**Instructions for the task:**
Scan the following data for lines with "nuhkoca" and state how many there are, as a number only.
══════
PR #520, opened 2021-08-08
Rethink format task approach

### LINKED ISSUE #306: Rethink format task approach
Currently format tasks works the same as common lint tasks, except that they may modify inputs. This leads to the several problems with this tasks caching: #302 or #194 

Possible solutions to this problem:
- actually run lint tasks first, don't fail the tasks, then run format only on files with files violations. Format task is never cacheable, but uses lint tasks reports as input.
- something else?

@JLLeitschuh maybe something else comes to your mind how to solve it as well?

### LINKED ISSUE #423: ktlintFormat creates directories under src

Tapchicoma:
`BaseKtlintCheckTask` now extends `DefaultTask` plus implements `PatternFilterable` interface copying approach from `SourceTask`.

To better handle incremental formatting, plus handle the case of restored to pre-formatted state sources, Format task tracks pre-formatted files snapshot: file + content hash. In case sources has the files with same content hash as file in snapshot from previous task execution - format tasks fails up-to-date check and run format again on such files.

Fixes #423
Fixes #306

### DIFF
--- a/CHANGELOG.md
+++ b/CHANGELOG.md
@@ -14,10 +14,11 @@ and this project adheres to [Semantic Versioning](https://semver.org/).
   - Update Shadow plugin to `7.0.0` version
   - Update Kotlin to `1.5.21` version
   - Set default KtLint version to `0.42.1`
+  - Rethink format task approach ([issue: #306](https://github.com/JLLeitschuh/ktlint-gradle/issues/306))
 
 ### Fixed
   - Pre-commit hook causing conflicts ([issue: #443](https://github.com/JLLeitschuh/ktlint-gradle/issues/443)) ([#502](https://github.com/JLLeitschuh/ktlint-gradle/pull/502))
-  - `ktlintFormat` create empty directories in `src/` dir ([issue: $423](https://github.com/JLLeitschuh/ktlint-gradle/issues/423))
+  - `ktlintFormat` create empty directories in `src/` dir ([issue: #423](https://github.com/JLLeitschuh/ktlint-gradle/issues/423))
 
 ### Removed
   - ?
--- a/CHANGELOG.md
+++ b/CHANGELOG.md
@@ -17,6 +17,7 @@ and this project adheres to [Semantic Versioning](https://semver.org/).
 
 ### Fixed
   - Pre-commit hook causing conflicts ([issue: #443](https://github.com/JLLeitschuh/ktlint-gradle/issues/443)) ([#502](https://github.com/JLLeitschuh/ktlint-gradle/pull/502))
+  - `ktlintFormat` create empty directories in `src/` dir ([issue: $423](https://github.com/JLLeitschuh/ktlint-gradle/issues/423))
 
 ### Removed
   - ?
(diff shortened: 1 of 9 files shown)


plugin/src/main/kotlin/org/jlleitschuh/gradle/ktlint/tasks/BaseKtLintCheckTask.kt
```diff
@@ -87,6 +92,9 @@ abstract class BaseKtLintCheckTask @Inject constructor(
         convention("256m")
     }
 
+    private var sourceFiles: ConfigurableFileCollection = objectFactory.fileCollection()
+    private val patternSet: PatternFilterable = PatternSet()
```
JLLeitschuh, line 96: Can an instance be injected? I don't think the constructor will be change, but if it is, this way we're forwards compatible.

CHANGELOG.md
```diff
@@ -13,9 +13,11 @@ and this project adheres to [Semantic Versioning](https://semver.org/).
   - Update Gradle to `7.1.1` version
   - Update Shadow plugin to `7.0.0` version
   - Update Kotlin to `1.5.21` version
+  - Rethink format task approach ([issue: $306](https://github.com/JLLeitschuh/ktlint-gradle/issues/306))
 
 ### Fixed
   - Pre-commit hook causing conflicts ([issue: #443](https://github.com/JLLeitschuh/ktlint-gradle/issues/443)) ([#502](https://github.com/JLLeitschuh/ktlint-gradle/pull/502))
+  - `ktlintFormat` create empty directories in `src/` dir ([issue: $423](https://github.com/JLLeitschuh/ktlint-gradle/issues/423))
```
JLLeitschuh, line 20: Is this syntax correct? Shouldn't it be this?
```suggestion
  - `ktlintFormat` create empty directories in `src/` dir ([issue: #423](https://github.com/JLLeitschuh/ktlint-gradle/issues/423))
```
Same question about the line above

JLLeitschuh (changes requested):
Looks good to me other than the issue in the changelog

plugin/src/main/kotlin/org/jlleitschuh/gradle/ktlint/tasks/BaseKtLintCheckTask.kt
Tapchicoma: Unfortunately `PatternFilterable` is not injectable by Gradle, so I changed the code to pass `PatternSet` as a constructor parameter.

CHANGELOG.md
Tapchicoma: Fixed the typo!

Tapchicoma:
@JLLeitschuh could you check updated PR?

JLLeitschuh (approved):
LGTM!

PR #534, opened 2021-09-15
Bump github actions

Goooler:


JLLeitschuh (approved):
Looks good to me. @Tapchicoma feel free to merge if you're good with this change. Thanks @Goooler!

.github/workflows/build-and-check.yml
```diff
@@ -15,13 +15,14 @@ jobs:
...
     runs-on: ${{ matrix.os }}
     steps:
-      - uses: actions/checkout@v1
+      - uses: actions/checkout@v2
       - name: set up JDK 1.8
-        uses: actions/setup-java@v1
+        uses: actions/setup-java@v2
         with:
-          java-version: 1.8
+          java-version: 8
```
nuhkoca, line 22: Can't `JDK 11` be used instead?

Goooler: Sure, we can.

JLLeitschuh: I'd prefer if we continued to run with JDK 1.8 as a minimum for now and try adding JDK 11 as a matrix version. I want to make sure we don't break JDK 1.8 support, but also testing for JDK 11 support would be good.

JLLeitschuh: Don't feel obligated to add JDK 11 testing support in this PR. If you just want to leave it at version 8, that's fine.

nuhkoca: @JLLeitschuh sure thing! We can definitely keep it out of scope of this PR but I'd like to take it up to support `JDK 11`, too. WDYT?

Tapchicoma: Personally, I would prefer leaving here JDK 1.8 same as Gradle minimal supported JDK version.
══════
**Output for this task:**
2